Airdate: 22 May 2013
- Rio de Janeiro (Arpoador Park)
- Rio de Janeiro (Leblon Beach)
- Rio de Janeiro (Rio de Janeiro/Galeão International Airport) → Oslo, Norway (Oslo Airport, Gardermoen)
- Ullensaker (Oslo Airport Station) → Drammen (Drammen Station)
- Kongsberg (Magasinparken)
- Kongsberg (Jonas B. Gundersen Jazzkjøkken)
- Kongsberg (FMC Technologies)
- Kongsberg (The Crowns in Håvet)
- Kongsberg (Kongsberg Skisenter)
- Saggrenda (Kongsberg Silver Mines – The King's Mine)

In this season's final Roadblock, one team member had to learn Kongsberg Drikkevise and perform it to the satisfaction of the judge to receive their next clue.

- Additional tasks
- At Leblon Beach, teams had to swim out to a buoy and retrieve their picture. Then they had to swim back and place their picture on a board which would be used for their first task in Norway.

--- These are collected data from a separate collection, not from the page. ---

PR #364, opened 2018-02-09
Configure bundles with true/false values instead of NULL/anything else values

miguelsimoes:
| Q             | A
| ------------- | ---
| License       | MIT

Ensures that the Kernel only initializes bundles that have a true value associated with the the environment. At the moment if the value is true/false it will be enable and only "NULL" will not enable the bundle, however it is clearer/simpler to have a NULL/false not enabling the bundle and only true values to enable it.

### DIFF
--- a/symfony/framework-bundle/3.3/src/Kernel.php
+++ b/symfony/framework-bundle/3.3/src/Kernel.php
@@ -28,7 +28,7 @@ class Kernel extends BaseKernel
     {
         $contents = require $this->getProjectDir().'/config/bundles.php';
         foreach ($contents as $class => $envs) {
-            if (isset($envs['all']) || isset($envs[$this->environment])) {
+            if ((isset($envs['all']) && $envs['all']) || (isset($envs[$this->environment]) && $envs[$this->environment])) {
                 yield new $class();
             }
         }


maxhelias:
Same of #417

maxhelias:
Currently there is a check on the presence of the key.
I think, It should be checked also on the value of this key.

What do you think ?

stof:
@maxhelias but if you care about the values of the key, what do you do in the case I gave, where the `all` key enables it, but a more specific `prod` key disables it ? Your current PR would enable the bundle.

maxhelias:
I see what you want mean..
In your case the logic, would be to have the bundle on the environment of dev and test

stof:
> but still I think isset() has a better performance that in_array() function.

yeah, exactly

maxhelias:
We need something that has this behavior
`!empty($envs[$this->environment] || (!empty($envs['all']) && !empty($envs[$this->environment]))`

NAYZO:
what is made in this PR: https://github.com/symfony/recipes/pull/417 fix a real bug when loading bundles by environment

fabpot:
Values are not relevant, only the keys. This was done for performance reasons (to be able to use `isset`). Removing an env is just a matter of removing the key.

maxhelias:
@fabpot, Would not it be relevant in this case to write down this little tips of advice somewhere on the documentation?

If so, in which topic could we contextualize it?

PR #366, opened 2018-02-11
Adding test bootstrap.php file so .env vars are read

weaverryan:
| Q             | A
| ------------- | ---
| License       | MIT

Fixes symfony/flex#251

The problem is that currently, environment variables must be completely duplicated between `.env` and `phpunit.xml.dist`. That's just unacceptable DX to put in the user... which includes me - I don't want to do that :).

This is an easy win:

* `.env` is read in the same way as `bin/console` and `public/index.php`
* Environment variables in `phpunit.xml.dist` WIN over `.env`. This is used to set the environment to `test`.

### DIFF
--- a/phpunit/phpunit/4.7/tests/bootstrap.php
+++ b/phpunit/phpunit/4.7/tests/bootstrap.php
@@ -1,0 +1,22 @@
+<?php
+
+require __DIR__.'/../vendor/autoload.php';
+
+use Symfony\Component\Dotenv\Dotenv;
+
+/*
+ * Environment variables can also be specified in phpunit.xml.dist.
+ * Those variables will override any defined in .env.
+ */
+if (!isset($_SERVER['APP_ENV'])) {
+    if (!class_exists(Dotenv::class)) {
+        throw new \RuntimeException('APP_ENV environment variable is not defined. You need to define environment variables for configuration or add "symfony/dotenv" as a Composer dependency to load variables from a .env file.');
+    }
+    (new Dotenv())->load(__DIR__.'/../.env');
+}
+
+$debug = $_SERVER['APP_DEBUG'] ?? true;
+
+if ($debug) {
+    umask(0000);
+}
--- a/symfony/phpunit-bridge/3.3/tests/bootstrap.php
+++ b/symfony/phpunit-bridge/3.3/tests/bootstrap.php
@@ -1,0 +1,22 @@
+<?php
+
+require __DIR__.'/../vendor/autoload.php';
+
+use Symfony\Component\Dotenv\Dotenv;
+
+/*
+ * Environment variables can also be specified in phpunit.xml.dist.
+ * Those variables will override any defined in .env.
+ */
+if (!isset($_SERVER['APP_ENV'])) {
+    if (!class_exists(Dotenv::class)) {
+        throw new \RuntimeException('APP_ENV environment variable is not defined. You need to define environment variables for configuration or add "symfony/dotenv" as a Composer dependency to load variables from a .env file.');
+    }
+    (new Dotenv())->load(__DIR__.'/../.env');
+}
+
+$debug = $_SERVER['APP_DEBUG'] ?? true;
+
+if ($debug) {
+    umask(0000);
+}
--- a/phpunit/phpunit/4.7/phpunit.xml.dist
+++ b/phpunit/phpunit/4.7/phpunit.xml.dist
@@ -5,16 +5,16 @@
          xsi:noNamespaceSchemaLocation="http://schema.phpunit.de/6.1/phpunit.xsd"
          backupGlobals="false"
          colors="true"
-         bootstrap="vendor/autoload.php"
+         bootstrap="tests/bootstrap.php"
 >
     <php>
         <ini name="error_reporting" value="-1" />
         <env name="KERNEL_CLASS" value="App\Kernel" />
+        <env name="SHELL_VERBOSITY" value="-1" />
+
+        <!-- override or set env variables for the test env here -->
         <env name="APP_ENV" value="test" />
         <env name="APP_DEBUG" value="1" />
-        <env name="APP_SECRET" value="s$cretf0rt3st" />
-        <env name="SHELL_VERBOSITY" value="-1" />
-        <!-- define your env variables for the test env here -->
     </php>
 
     <testsuites>
--- a/symfony/phpunit-bridge/3.3/phpunit.xml.dist
+++ b/symfony/phpunit-bridge/3.3/phpunit.xml.dist
@@ -5,16 +5,16 @@
          xsi:noNamespaceSchemaLocation="http://schema.phpunit.de/6.1/phpunit.xsd"
          backupGlobals="false"
          colors="true"
-         bootstrap="vendor/autoload.php"
+         bootstrap="tests/bootstrap.php"
 >
     <php>
         <ini name="error_reporting" value="-1" />
         <env name="KERNEL_CLASS" value="App\Kernel" />
+        <env name="SHELL_VERBOSITY" value="-1" />
+
+        <!-- override or set env variables for the test env here -->
         <env name="APP_ENV" value="test" />
         <env name="APP_DEBUG" value="1" />
-        <env name="APP_SECRET" value="s$cretf0rt3st" />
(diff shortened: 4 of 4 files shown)


phpunit/phpunit/4.7/tests/bootstrap.php
```diff
@@ -0,0 +1,22 @@
...
+
+require __DIR__.'/../vendor/autoload.php';
+
+use Symfony\Component\Dotenv\Dotenv;
+
+/*
+ * Environment variables can also be specified in phpunit.xml.dist.
+ * Those variables will override any defined in .env.
+ */
+if (!isset($_SERVER['APP_ENV'])) {
```
quentinus95: Just by curiosity, why do we use this condition, also in the console? This disallow from having a generic bash script with a conditional behavior depending of the APP_ENV, and then launch specific commands based on this. It does not make sense in my opinion that `APP_ENV=dev ./bin/console s:r` launches the server without reading the `.env` file while `./bin/console s:r` does. I will have the same issue here as I may set the `APP_ENV` var to `test` before launching the tests (I actually do) ; it won't load the `.env` file consequently...

I would expect that the `.env` file is always loaded (except if `APP_ENV` is defined and set to `prod` so we can prevent misuses of `.env` files), if it exists. The DotEnv component already takes care to avoid overriding already defined variables.

fabpot:
@weaverryan You should also create a companion PR on symfony/flex to remove the addition of env vars in `phpunit.xml.dist`.

ogizanagi:
@weaverryan: That's already a great improvement, but this doesn't solve another linked issue that should also be considered to me: running a command in another env, including `test` one, which is sometimes handy to debug your test suite, or even simply to init the database/other stuff (despite it can also be done from the test suite bootstrap file).

If it can be of any help, here is what I'm using currently on flex projects: A [DotEnvLoader](https://gist.github.com/ogizanagi/84f6e9c306e1dfac7c66ecffce06b858#file-dotenvloader-php) class allows to load an extra `.env.[env]` file (in addition to the `.env` one), where "[env]" is the symfony env. Other patches inside the gist shows how to use it.

weaverryan:
Hey guys!

I've just made this PR more complicated :). I've change to load the `.env` file *even* if the `APP_ENV`. The only time we *don't* load it is in the `prod` environment.

I think this is important: we continue to see users confused about why the `.env` variable suddenly isn't read if they set `APP_ENV`. The previous situation *also* made this PR strange: the `phpunit.xml.dist` env vars are loaded FIRST, and *then* `bootstrap.php` is executed. But, the `phpunit.xml.dist` env vars are ONLY added to `$_ENV`, not `$_SERVER`. So, `.env` was still loaded (which I liked). But if you suddenly started setting true env vars, you'd get a different behavior.

So the goal is simple: load the `.env` file in the *least* WTF kind of way. Because it doesn't override existing env vars, I think this makes sense.

Also, @ogizanagi brings up another point in his [comment](https://github.com/symfony/recipes/pull/366#issuecomment-364778024). There's not an easy way, for example, to set a different `DATABASE_URL` in test, and be able to use it in your tests and in `bin/console`. He suggests the possibility of having a `.env.[env]` file that would override the normal one, and I agree. It's also what Laravel does, which I think is important, because they've been using the `.env` idea longer so have probably learned a few things.

So.... I think we need to make several changes to our `.env` handling.... and so possibly some sort of `bootstrap.php` file that's used by all entry points - `index.php`, `console`, testing.

Cheers!

quentinus95:
I guess the possibility to use `.env.[env]` files is mitigated by the fact that we can now load the `.env` file even if some environment files are already loaded. One could easily create custom `.env.test` file (for instance) and load those using a source + allexport in a bash script and then run the tests normally.

ogizanagi:
What if `symfony/flex` provided something like the `DotEnvLoader` class mentioned earlier (or whatever name we use for it) and use it here ?

SergeC:
Maybe we should have a `.env.[env].dist` which will be updated by SF Flex the same way as `.env.dist`? The `.env.[env].dist` will be pushed to GIT while `.env.[env]` will be ignored. If env=prod the use `.env`.

bocharsky-bw:
Probably this file also should be updated: https://github.com/symfony/recipes/blob/master/behat/symfony2-extension/2.1/features/bootstrap/bootstrap.php#L6

phpunit/phpunit/4.7/tests/bootstrap.php
```diff
@@ -0,0 +1,23 @@
...
+require __DIR__.'/../vendor/autoload.php';
+
+use Symfony\Component\Dotenv\Dotenv;
+
+/*
+ * Environment variables can also be specified in phpunit.xml.dist.
+ * Those variables will override any defined in .env.
+ */
+
+if (!isset($_SERVER['APP_ENV']) || 'prod' !== $_SERVER['APP_ENV']) {
```
bocharsky-bw: Why don't we use `getenv('APP_ENV')` instead of `$_SERVER['APP_ENV']`. Are there any reasons behind? Symfony recommends to use `getenv()` in docs but has `$_SERVER[]` in code which is not consistent as for me.

ogizanagi: See https://github.com/symfony/recipes/pull/156 about that. It should probably be updated in the docs then.

symfony/phpunit-bridge/3.3/tests/bootstrap.php
```diff
@@ -0,0 +1,22 @@
...
+
+require __DIR__.'/../vendor/autoload.php';
+
+use Symfony\Component\Dotenv\Dotenv;
+
+/*
+ * Environment variables can also be specified in phpunit.xml.dist.
+ * Those variables will override any defined in .env.
+ */
+if (!isset($_SERVER['APP_ENV'])) {
```
Nyholm: Shouln't this be the same as for version 4.7?

`if (!isset($_SERVER['APP_ENV']) || 'prod' !== $_SERVER['APP_ENV']) {`

symfony/phpunit-bridge/3.3/tests/bootstrap.php
```diff
@@ -0,0 +1,22 @@
+<?php
+
+require __DIR__.'/../vendor/autoload.php';
+
+use Symfony\Component\Dotenv\Dotenv;
+
+/*
+ * Environment variables can also be specified in phpunit.xml.dist.
+ * Those variables will override any defined in .env.
```
Nyholm: Good!

symfony/framework-bundle/3.3/public/index.php
```diff
@@ -8,7 +8,7 @@
 require __DIR__.'/../vendor/autoload.php';
 
 // The check is to ensure we don't use .env in production
-if (!isset($_SERVER['APP_ENV'])) {
+if (!isset($_SERVER['APP_ENV']) || 'prod' !== $_SERVER['APP_ENV']) {
```
B-Galati: I just had an issue trying to warm-up my cache on the CI.
My `APP_ENV` was `test` and I was overriding the env with the `--env` option like so :

```
bin/console --env=prod cache:clear --no-warmup
[08-Mar-2018 16:54:49 Europe/Paris] PHP Fatal error:  Uncaught RuntimeException: APP_ENV environment variable is not defined. You need to define environment variables for configuration or add "symfony/dotenv" as a Composer dependency to load variables from a .env file. in /app/bin/console:20
```

I can see that my case is kind of weird and I am going to change the way I ran the command but we could do something to improve DX in that case perhaps ?

sstok:
To be clear phpunit follows the same convention as the DotEnv component, if an env is already set it will not overwrite, unless you provide `force="true"`.

joshlopes:
A DotEnvLoader from @ogizanagi seems what SF needs - why isn't this shown any love? Is there a workaround for this already implemented?

weaverryan:
It’s just waiting on me to find some time to finish it. I have some agreement that this is probably the right approach

phpunit/phpunit/4.7/tests/bootstrap.php
stof: `getenv` is an issue because of not being thread safe (probably less an issue in the PHPUnit bootstrap as this is used only in the CLI)

PR #369, opened 2018-02-19
Tell user which lines can be deleted when using Symfony 4.0+

B-Galati:
| Q             | A
| ------------- | ---
| License       | MIT

I asked myself these questions and was not able to find a quick / clear answer.
If someone have references to add, it would be cool.


symfony/framework-bundle/3.3/src/Kernel.php
```diff
@@ -36,6 +36,7 @@ public function registerBundles()
 
     protected function configureContainer(ContainerBuilder $container, LoaderInterface $loader)
     {
+        // Feel free to remove the 1st parameter if you are using Symfony 4.0+
```
stof: I would rather put the name instead of saying `1st`. It will be more robust (especially if someone removes it without removing the comment)

B-Galati:
@stof done thank you

symfony/framework-bundle/3.3/src/Kernel.php
```diff
@@ -36,6 +36,7 @@ public function registerBundles()
 
     protected function configureContainer(ContainerBuilder $container, LoaderInterface $loader)
     {
+        // Feel free to remove the first parameter if you are using Symfony 4.0+ as it's the default behavior
```
Pierstoval: I think @stof was more recommending something like `Feel free to remove the "container.autowiring.strict_mode" parameter (...)` instead of replacing `1st` by `first` :smile:

B-Galati: Hahaha ! Thank you @Pierstoval :-)

symfony/framework-bundle/3.3/src/Kernel.php
```diff
@@ -36,6 +36,8 @@ public function registerBundles()
 
     protected function configureContainer(ContainerBuilder $container, LoaderInterface $loader)
     {
+        // Feel free to remove the "container.autowiring.strict_mode" parameter
+        // if you are using Symfony 4.0+ as it's the default behavior
```
xabbuh: maybe we should rather talk about `symfony/dependency-injection` than Symfony in general because that's the component that matters for this parameter

B-Galati: Done thank you

PR #371, opened 2018-02-24
Moved the EasyAdmin recipe to its new vendor

javiereguiluz:
| Q             | A
| ------------- | ---
| License       | MIT

We've moved the Composer package from `javiereguiluz/easyadmin-bundle` to `easycorp/easyadmin-bundle` ... so I guess we need to update the recipes too. I don't know if I must also delete the entire `javiereguiluz/` directory.


javiereguiluz:
@Nyholm yes! The old package is abandoned on Packagist.org in favor of the new one (https://packagist.org/packages/javiereguiluz/easyadmin-bundle).

PR #372, opened 2018-02-25
Add some aliases for dependency-injection

chalasr:
| Q             | A
| ------------- | ---
| License       | MIT


fabpot:
I don't see when this would help as the component is part of the base installation.

chalasr:
Right

PR #374, opened 2018-02-26
lexik/jwt-auth adds gitignore to manifest

aeimer:
| Q             | A
| ------------- | ---
| License       | MIT

Adds `/var/jwt/` to gitignore for the lexik/jwt-auth-bundle. This will prevent developers from commiting the certificates, which are placed under `/var/jwt/[private|public].pem`


aeimer:
We may consider ignoring `config/jwt/*.pem` which is the path used in https://github.com/chalasr/lexik-jwt-authentication-sandbox/tree/flex 

Maybe @chalasr can answer this question

Nyholm:
Doing config/jwt/*.pem makes more sense since ‘var’ is already ignored. 

I’m happy with this PR. @chalasr, approve it if you like it.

- In Drammen, teams had to find one of three cars that was parked in three different locations. The order teams got on the board in Rio de Janeiro, decided how far from the train station in Drammen their car was parked. Solfrid & Sveinung's car was parked 350 meters away from the train station, Omar & Bilal 990 meters away, and Cecilie & Camilla 1,400 meters away.
- At FMC Technologies, teams had to build a model of a subsea pipe coupling for oil and gas. The instructions was written in Portuguese, so they had to find one person that could translate the instruction. Once the coupling was done and approved, they would receive their next clue.
- At FMC Technologies, teams had to navigate a subsea robot to retrieve their next clue, which was 8 m under water.
- At Kongsberg Skisenter, teams had to go Telemark skiing down a black run-hill to receive their next clue.
- Outside the King's Mine, teams had to use hammer and chisel to retrieve their next clue, that was inside a concrete block.
- Inside the King's Mine, teams had to fence against a former national champion and score one point to receive their next clue.
- In front of the Finish Line, teams had to find the right combination of the numbers 2-6-7-8 to open up a safe with their final clue inside. If they typed the wrong combination five times, they had to wait out 5 minutes before they could try again. When teams found the right combination (8-2-7-6, which corresponds to the location of the letters T-A-R-N on a telephone keypad), they could open the safe, retrieve their final clue and run to the Finish Line.